One of these estimation methods is the group-contribution method, which assumes that the critical properties of a substance are equal to the sum of the contributions of the different groups that make up its molecule. A group is a part of the molecule that has a specific chemical structure and function, such as a carbon atom, a hydroxyl group, or a benzene ring. Each group has a fixed value of contribution for the critical temperature, pressure, and volume, which are determined by fitting the experimental data of a large number of substances. The group-contribution method can be applied to pure substances and mixtures, as long as the groups are well-defined and the contribution values are available.

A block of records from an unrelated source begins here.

PR #364, opened 2024-07-03
Suggestion for bugfix metainfo.domain no longer only dft and ems

mkuehbach:
Currently all parsed content is assigned a nomad Parser's default domain which is 'dft'

For this solution to work we need also a fix in NOMAD specifically in nomad/datamodel/datamodel.py line 866 
domain = Quantity(
which is an enum currently listing 'dft' and 'ems'

'ems' is only used in the EELSDB database and that should be changed to 'em' i.e. electron microscopy, surplus all keywords from the NXDEF_TO_METAINFO_DOMAIN dictionary from this PR need to be added in that Quantities definition enum as well.


mkuehbach:
Replaces https://github.com/FAIRmat-NFDI/pynxtools/pull/363

src/pynxtools/nomad/parser.py
```diff
@@ -472,6 +484,23 @@ def parse(
...
+        if len(scientific_domain) == 1:
+            # NeXusParser(Parser), domain is member of parser, therein initialized to 'dft'
+            archive.metainfo.domain = scientific_domain[0]
+        else:
+            archive.metainfo.domain = "exp"
+            if len(scientific_domain) > 1:
+                self._logger.warn(
+                    f"cannot resolve domain for multi-domain {scientific_domain}"
+                )
+
```
domna, line 503: I suggest to switch the key and value in the lookup table and directly check it. Also I think it makes sense to explicitly spell out all sub-appdefs as we agreed against the prefixing naming convention (with `NXmpes_arpes` being the exception because of the existence of `NXarpes`).

```suggestion
        if appdef in NXDEF_TO_METAINFO_DOMAIN:
           archive.metainfo.domain = NXDEF_TO_METAINFO_DOMAIN[appdef]
        else:
          archive.metainfo.domain = "exp"
          ... do logging (but I think it's not really necessary as we fall back to a reasonable default)
```

src/pynxtools/nomad/parser.py
```diff
@@ -33,6 +33,18 @@
...
+# a parsed NeXus entry into a specific metainfo.domain other than dft
+NXDEF_TO_METAINFO_DOMAIN = {
+    "em": ["NXem"],
+    "mpes": ["NXmpes", "NXarpes"],
+    "xps": ["NXxps"],
+    "opt": ["NXopt", "NXellipsometry", "NXoptical_spectroscopy", "NXraman"],
+    "apm": ["NXapm"],
+    "spm": ["NXspm", "NXsensor_scan"],
+    "xrd": ["NXxrd"],
+}
```
domna, line 46:
```suggestion
NXDEF_TO_METAINFO_DOMAIN = {
   "NXem": "em",
   "NXmpes": "mpes",
   "NXmpes_arpes":  "mpes",
   "NXarpes": "mpes",
   ...
}
```

domna (changes requested):
I suggest to simplify the lookup a bit. I'm also not sure if we really want to add such a detailed domain, as we also need to always update this in the `domain` property and I'm asking myself if we get any benefit from it. It would be searchable by it but we actually can just search for the appdef name. Maybe it would sense to just set `exp` or `nexus` to denote that the data is coming from a nexus file.

src/pynxtools/nomad/parser.py
mkuehbach: Agree to your proposal of simplifying the lookup, implemented this.

I have a different opinion about the metainfo concepts "entry_type" and "domain".
Currently, the nexus parser has populated entry_type already with the name of the appdef which is useful as it quickly allows to filter via ES for specific measurements following specific appdefs. "Domain" indeed if the mapping table is always each key has only one value then there is not much of an advantage. However, currently we have e.g. the EELSDB whose domain is 'ems' (likely a shorthand for electron microscopy spectroscopy) it is a poor enum value but it has a benefit namely to group entries related to electron microscopy which is not only NXem, domain can be one such tag-like mechanism whereby different entries within the same scientific domain can be filtered for irrespective whether they have been generated using the NeXus parser or e.g. EELS or something maybe from custom base sections within customized parsing. I agree that this is just one tag and thus limited and like with many discussions about suitable tags there will be then people asking for more fine granularizable tags, well its a tradeoff, indeed in what NOMAD was so far (heavily biased towards dft) why to have at all a domain? Now with reaching out to experiments and many different methods I think this is really useful, not only because in fairmat we have not yet been able to agree that even for em there is at least one mechanism where all em related entries can be found by. Domain is one such in my opinion, I agree maybe not an ideal one for everyones particularity interests and expectation how they are using nomad

src/pynxtools/nomad/parser.py
mkuehbach: Implemented as suggested

domna (changes requested):
I would not overcomplicate the situation. The `domain` attribute is mainly deprecated so I would avoid such a large lookup table for better future maintenance.

Let's just write `exp` or `nexus` in the domain regardless of a certain appdef (it will anyways be a nexus domain if it is written by pynxtools)

mkuehbach:
The comments have been addressed, it is mapping to nexus and exp now, I learned that "domain" is mainly deprecated because I happen to discuss with you not because it was somewhere documented transparently.
Key is that the enum in nomad-FAIR gets fixed for either of the suggested solution to work, sth that needs to happen in nomad.

The mapping dictionary is no overcomplication it is a clear expression of my point and a necessity to have things written out when the lookup should be clean as it was suggested.

So, let's forward with this: Feel free to remove the mapping table, I cannot merge this anyway yet as the nomad side is not fixed thus causing the CI to break for well-understood reasons.

domna (approved):
Should pass now as I added the `nexus` domain to the nomad PR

There are different versions of the group-contribution method, which differ in the way they divide the molecule into groups and the number and type of groups they use. Some examples are the Joback method1, the Lydersen method2, the Constantinou-Gani method3, and the Nokay relation. Each method has its own advantages and disadvantages, such as accuracy, applicability, simplicity, and availability of data. The group-contribution method is a useful and convenient way to estimate the critical properties of substances, especially when the experimental data are scarce or unreliable. However, the method also has some limitations, such as:

  • It may not be accurate for substances that are very different from the ones used to derive the contribution values.
  • It may not account for the effects of pressure, composition, or intermolecular forces on the critical properties.
  • It may have a large uncertainty or error range, depending on the quality and quantity of the experimental data.

Therefore, the group-contribution method should be used with caution and verified with other sources of information whenever possible.

Basic Theory:

The Group-Contribution Method is based on the principle that the properties of a complex molecule can be estimated by summing the contributions from its individual functional groups. Each functional group contributes specific values to the critical properties, allowing the determination of the overall critical properties of the compound.

Procedures:

  1. Identify Functional Groups:
    • List all functional groups present in the compound.
    • Assign corresponding group contribution values for critical properties.
  2. Sum Contributions:
    • Calculate the sum of contributions for each critical property.
  3. Estimate Critical Properties:
    • Use the summed contributions to estimate the critical temperature, pressure, and volume.
  4. Excel Implementation:
    • Create a spreadsheet with columns for functional groups and their corresponding contribution values.
    • Input the composition of the compound in terms of functional groups.
    • Use Excel formulas to calculate the sum of contributions and estimate critical properties.

Scenario:

Consider a hydrocarbon compound composed of two methyl groups and one ethyl group. The group contribution values are:

Compound Methyl Ethyl
1 2 1

Excel Calculation:

Use Excel formulas to calculate the sum of contributions:

  • For Critical Temperature (Tc): =2*50 + 1*80 = 180
  • For Critical Pressure (Pc): =2*30 + 1*50 = 110
  • For Critical Volume (Vc): =2*2 + 1*3 = 7

Result:

  • Critical Temperature (Tc) = 180 K
  • Critical Pressure (Pc) = 110 atm
  • Critical Volume (Vc) = 7 cm³/mol

Matlab Comparison:

For comparison, let’s perform the same calculation in Matlab using a script or function.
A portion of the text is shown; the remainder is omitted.